*** Begin section ***

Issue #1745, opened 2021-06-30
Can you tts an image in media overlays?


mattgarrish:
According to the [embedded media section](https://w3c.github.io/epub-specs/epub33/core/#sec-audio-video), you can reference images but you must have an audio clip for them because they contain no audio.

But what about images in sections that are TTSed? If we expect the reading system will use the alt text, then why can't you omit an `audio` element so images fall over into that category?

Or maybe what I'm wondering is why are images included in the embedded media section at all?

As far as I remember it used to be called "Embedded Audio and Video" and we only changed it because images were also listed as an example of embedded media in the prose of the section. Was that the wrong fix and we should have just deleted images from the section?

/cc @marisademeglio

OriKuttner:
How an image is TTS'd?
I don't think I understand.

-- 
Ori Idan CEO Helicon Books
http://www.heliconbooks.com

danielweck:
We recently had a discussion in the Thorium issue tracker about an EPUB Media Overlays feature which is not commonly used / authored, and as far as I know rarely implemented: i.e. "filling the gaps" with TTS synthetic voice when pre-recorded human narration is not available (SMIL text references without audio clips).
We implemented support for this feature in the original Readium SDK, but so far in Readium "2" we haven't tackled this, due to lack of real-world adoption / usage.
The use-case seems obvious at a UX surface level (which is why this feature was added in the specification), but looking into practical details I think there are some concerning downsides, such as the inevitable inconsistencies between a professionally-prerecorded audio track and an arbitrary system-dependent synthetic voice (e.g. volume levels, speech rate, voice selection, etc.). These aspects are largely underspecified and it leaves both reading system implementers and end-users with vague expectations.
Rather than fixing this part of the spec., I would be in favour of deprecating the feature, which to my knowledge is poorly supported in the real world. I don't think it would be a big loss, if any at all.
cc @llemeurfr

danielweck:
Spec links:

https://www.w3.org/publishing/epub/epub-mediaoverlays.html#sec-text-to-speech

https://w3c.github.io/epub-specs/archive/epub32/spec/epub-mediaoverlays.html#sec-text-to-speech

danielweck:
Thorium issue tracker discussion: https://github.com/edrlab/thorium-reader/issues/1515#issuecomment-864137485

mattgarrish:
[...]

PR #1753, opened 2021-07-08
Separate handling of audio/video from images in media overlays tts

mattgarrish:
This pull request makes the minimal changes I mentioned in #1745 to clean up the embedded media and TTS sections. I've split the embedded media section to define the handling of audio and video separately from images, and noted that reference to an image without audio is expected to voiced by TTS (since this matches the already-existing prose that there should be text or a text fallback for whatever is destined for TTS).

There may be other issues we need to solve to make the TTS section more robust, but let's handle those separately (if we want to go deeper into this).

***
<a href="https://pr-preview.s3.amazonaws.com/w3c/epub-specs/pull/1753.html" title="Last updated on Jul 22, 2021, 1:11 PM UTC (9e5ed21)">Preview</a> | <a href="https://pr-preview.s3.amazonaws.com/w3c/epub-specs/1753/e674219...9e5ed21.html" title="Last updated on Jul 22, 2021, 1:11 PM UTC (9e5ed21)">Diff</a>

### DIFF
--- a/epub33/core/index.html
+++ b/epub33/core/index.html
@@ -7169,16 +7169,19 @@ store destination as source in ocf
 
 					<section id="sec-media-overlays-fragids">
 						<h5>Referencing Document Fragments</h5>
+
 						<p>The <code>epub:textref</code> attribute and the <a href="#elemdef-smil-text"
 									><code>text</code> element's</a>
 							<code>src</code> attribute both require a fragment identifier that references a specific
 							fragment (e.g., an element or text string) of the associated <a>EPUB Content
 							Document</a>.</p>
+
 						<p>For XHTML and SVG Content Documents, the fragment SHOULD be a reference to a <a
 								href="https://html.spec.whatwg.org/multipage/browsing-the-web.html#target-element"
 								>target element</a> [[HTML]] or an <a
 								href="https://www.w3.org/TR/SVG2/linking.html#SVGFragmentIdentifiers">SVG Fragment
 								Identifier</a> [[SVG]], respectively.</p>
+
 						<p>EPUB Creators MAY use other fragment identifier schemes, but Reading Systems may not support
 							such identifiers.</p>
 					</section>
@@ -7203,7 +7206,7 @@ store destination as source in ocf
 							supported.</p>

*** End section ***
*** Begin section ***

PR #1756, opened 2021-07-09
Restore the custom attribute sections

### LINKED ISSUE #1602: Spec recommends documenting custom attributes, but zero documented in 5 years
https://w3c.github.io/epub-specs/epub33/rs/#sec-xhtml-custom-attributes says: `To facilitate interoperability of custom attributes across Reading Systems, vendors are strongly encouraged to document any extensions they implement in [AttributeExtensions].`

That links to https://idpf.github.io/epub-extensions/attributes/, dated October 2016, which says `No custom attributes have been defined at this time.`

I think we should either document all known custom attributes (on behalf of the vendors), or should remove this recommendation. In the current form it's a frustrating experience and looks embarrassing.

*** End section ***
*** Begin section ***

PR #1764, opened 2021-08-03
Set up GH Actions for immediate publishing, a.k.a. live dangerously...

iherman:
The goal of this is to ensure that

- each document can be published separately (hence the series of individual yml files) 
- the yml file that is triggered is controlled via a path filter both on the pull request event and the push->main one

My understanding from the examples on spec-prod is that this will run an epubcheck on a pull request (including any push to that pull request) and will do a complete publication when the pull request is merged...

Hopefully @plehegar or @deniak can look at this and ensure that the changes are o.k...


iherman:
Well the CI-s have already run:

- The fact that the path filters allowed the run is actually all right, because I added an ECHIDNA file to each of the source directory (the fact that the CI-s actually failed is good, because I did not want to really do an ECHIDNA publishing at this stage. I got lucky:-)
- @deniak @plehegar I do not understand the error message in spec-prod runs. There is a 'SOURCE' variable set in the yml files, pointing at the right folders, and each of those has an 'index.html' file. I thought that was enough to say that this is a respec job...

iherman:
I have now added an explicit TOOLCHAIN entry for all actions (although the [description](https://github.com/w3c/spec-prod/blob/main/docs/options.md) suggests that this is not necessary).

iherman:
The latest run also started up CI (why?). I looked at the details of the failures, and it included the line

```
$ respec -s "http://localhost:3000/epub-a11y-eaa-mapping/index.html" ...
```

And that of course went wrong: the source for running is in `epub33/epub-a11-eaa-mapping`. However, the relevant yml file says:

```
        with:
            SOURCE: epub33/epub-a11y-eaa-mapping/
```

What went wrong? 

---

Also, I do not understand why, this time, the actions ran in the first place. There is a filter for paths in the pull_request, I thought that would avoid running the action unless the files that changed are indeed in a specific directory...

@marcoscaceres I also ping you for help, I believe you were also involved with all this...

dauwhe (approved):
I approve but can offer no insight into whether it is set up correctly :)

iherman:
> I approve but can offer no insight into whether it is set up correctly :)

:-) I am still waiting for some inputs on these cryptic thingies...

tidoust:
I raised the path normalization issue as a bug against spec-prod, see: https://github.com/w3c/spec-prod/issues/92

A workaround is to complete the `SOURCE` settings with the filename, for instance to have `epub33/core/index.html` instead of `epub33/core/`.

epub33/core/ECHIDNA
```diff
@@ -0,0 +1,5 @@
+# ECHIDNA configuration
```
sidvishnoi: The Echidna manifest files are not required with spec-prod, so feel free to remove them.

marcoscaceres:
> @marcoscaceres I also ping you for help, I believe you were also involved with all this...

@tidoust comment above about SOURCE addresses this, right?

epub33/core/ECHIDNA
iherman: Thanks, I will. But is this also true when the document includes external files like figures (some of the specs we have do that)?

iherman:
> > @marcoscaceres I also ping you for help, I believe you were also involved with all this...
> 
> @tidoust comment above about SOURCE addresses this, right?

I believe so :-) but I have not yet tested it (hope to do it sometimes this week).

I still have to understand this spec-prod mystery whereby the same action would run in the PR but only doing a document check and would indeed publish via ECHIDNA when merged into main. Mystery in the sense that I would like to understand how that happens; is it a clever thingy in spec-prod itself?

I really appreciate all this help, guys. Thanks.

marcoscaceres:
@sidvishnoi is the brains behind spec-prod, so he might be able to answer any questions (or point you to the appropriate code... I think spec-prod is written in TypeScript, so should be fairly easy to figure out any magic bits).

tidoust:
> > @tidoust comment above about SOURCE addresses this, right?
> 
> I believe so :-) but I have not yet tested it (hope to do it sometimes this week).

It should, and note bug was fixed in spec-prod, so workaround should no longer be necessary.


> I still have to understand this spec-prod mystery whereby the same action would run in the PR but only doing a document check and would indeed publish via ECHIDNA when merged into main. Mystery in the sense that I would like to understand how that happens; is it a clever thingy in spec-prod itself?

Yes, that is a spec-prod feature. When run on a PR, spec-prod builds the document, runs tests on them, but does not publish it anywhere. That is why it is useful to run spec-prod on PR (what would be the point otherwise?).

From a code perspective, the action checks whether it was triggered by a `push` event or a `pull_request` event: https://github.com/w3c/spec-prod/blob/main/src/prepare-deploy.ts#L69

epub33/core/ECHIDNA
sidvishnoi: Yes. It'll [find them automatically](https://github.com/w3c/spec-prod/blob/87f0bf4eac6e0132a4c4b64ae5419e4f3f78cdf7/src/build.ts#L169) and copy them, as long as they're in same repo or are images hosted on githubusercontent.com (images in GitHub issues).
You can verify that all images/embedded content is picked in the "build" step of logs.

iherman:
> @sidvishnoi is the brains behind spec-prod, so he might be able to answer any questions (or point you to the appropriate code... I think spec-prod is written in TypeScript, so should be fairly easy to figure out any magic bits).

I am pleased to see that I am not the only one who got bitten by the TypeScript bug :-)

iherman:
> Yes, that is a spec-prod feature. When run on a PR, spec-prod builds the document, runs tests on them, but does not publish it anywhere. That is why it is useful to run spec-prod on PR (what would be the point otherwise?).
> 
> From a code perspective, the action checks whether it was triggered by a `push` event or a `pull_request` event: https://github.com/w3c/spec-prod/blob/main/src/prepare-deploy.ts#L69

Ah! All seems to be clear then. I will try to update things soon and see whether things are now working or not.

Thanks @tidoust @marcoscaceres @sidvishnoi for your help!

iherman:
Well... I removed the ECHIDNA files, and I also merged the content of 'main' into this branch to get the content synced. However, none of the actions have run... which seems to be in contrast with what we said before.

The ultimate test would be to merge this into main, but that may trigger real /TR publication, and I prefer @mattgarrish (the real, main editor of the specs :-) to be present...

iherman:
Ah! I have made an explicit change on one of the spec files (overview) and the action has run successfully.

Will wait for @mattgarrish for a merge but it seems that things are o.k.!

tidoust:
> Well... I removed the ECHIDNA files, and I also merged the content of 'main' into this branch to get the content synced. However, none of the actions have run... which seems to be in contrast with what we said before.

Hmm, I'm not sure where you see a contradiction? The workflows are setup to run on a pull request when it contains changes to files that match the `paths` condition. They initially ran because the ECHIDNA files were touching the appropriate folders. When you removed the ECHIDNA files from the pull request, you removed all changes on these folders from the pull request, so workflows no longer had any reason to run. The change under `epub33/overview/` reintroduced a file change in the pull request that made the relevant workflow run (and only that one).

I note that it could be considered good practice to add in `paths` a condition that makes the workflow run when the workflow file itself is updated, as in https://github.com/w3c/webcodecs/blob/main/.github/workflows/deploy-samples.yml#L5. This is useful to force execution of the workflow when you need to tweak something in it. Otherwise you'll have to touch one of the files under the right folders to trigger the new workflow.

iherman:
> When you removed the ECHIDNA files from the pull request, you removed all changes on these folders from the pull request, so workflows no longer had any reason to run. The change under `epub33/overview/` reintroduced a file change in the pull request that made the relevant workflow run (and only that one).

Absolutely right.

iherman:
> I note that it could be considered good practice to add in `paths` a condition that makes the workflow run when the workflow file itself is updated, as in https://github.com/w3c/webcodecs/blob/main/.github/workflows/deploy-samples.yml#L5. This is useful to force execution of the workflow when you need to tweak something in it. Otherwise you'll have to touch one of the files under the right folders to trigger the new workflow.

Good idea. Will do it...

*** End section ***

Go through the material above, and wherever a line contains the string "target", return it.

 								href="https://html.spec.whatwg.org/multipage/browsing-the-web.html#target-element"
 								>target element</a> [[HTML]] or an <a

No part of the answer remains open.